Application of routes to silicon-carbon bond formation for production of precursors to advanced materials: Part I: Investigation of cyclic and linear carbosilanes as single-source CVD precursors to silicon carbide. Part II: Synthesis and characterizat

Part I. The low pressure chemical vapor deposition (LPCVD) of silicon carbide (SiC) from the single-source carbosilane precursors methyl silane (CH3SiH3), 1,3-disilabutane (CH3 SiH2CH2SiH3) (nDSB), 1,3-disilacyclobutane ([SiH2CH2]2) (DSCB) and 1,3,5-trisilacyclohexane ([SiH2CH2]3) (TSCH) has been investigated in an effort to determine the effect of the precursor's structure on its pyrolytic conversion to SiC. Deposits were produced between 700 and 1100°C at 5 mTorr with each of the precursors. The gas phase pyrolysis products were examined as well as the growth rate, composition, morphology and crystallinity of the resultant SiC deposits.
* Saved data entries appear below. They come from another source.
PR #671, opened 2020-08-13
Sorry one more fix necessary

vanhauser-thc:
the taint variant implementation is quite complex and I found another crash scenario :(

I also merged the libfuzzer/entropic experiment into this one.
If you could stop the experiment - if this PR comes too late for the new start - and restart it ... thank you!


inferno-chromium:
Yes, the experiments are already started, need to add this in new one.

vanhauser-thc:
I closed it because there is one more issue .... which I am so far unable to track down.
seems to be that taint afl-fuzz runs out of stack, which makes no sense from both the call stack/backtrace and the code ...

Polycrystalline beta-SiC has been produced using each of the precursors at temperatures as low as 800°C. Reactive molecular beam scattering spectroscopy (RMBSS) and in-situ Auger electron spectroscopy (AES) were employed to examine the surface pyrolysis of DSCB and nDSB. The precursors were found to have a low decomposition probability (<5%) up to 1100°C on a single collision with the Si(100) surface.; Part II. Synthetic routes to fluoro and cyano substituted poly(silylenemethylenes) (PSMS) [-SiXX' CH2-]n (X = F, CN, CH3) have been developed. These polymers are analogs of poly(vinylidenedifluoride) (PVDF), a polymer which displays useful piezo- and pyroelectric activity. The resultant fluoro- and cyano-substituted PSMs have been characterized by using solid state nuclear magnetic resonance spectroscopy, differential scanning calorimetry, fourier transform infrared (FTIR) spectroscopy, and x-ray powder diffraction. An essentially fully substituted [-SiF2CH2-] n polymer was found to exhibit crystallinity, with the polymer chains in the all-trans conformation, analogously to the electrically active form of PVDF. The polymer melts reversibly at around 170°C and undergoes thermal rearrangement above 300°C. An essentially fully substituted [-Si(CH 3)(CN)CH2-] was prepared and has a Tg of 33°C, while only a partially disubstituted cyano-PSM polymer (47% Si(CN) 2 units) was obtained. However, this partially dicyano substituted PSM exhibits a powder x-ray diffraction pattern, indicating that it is partially crystalline.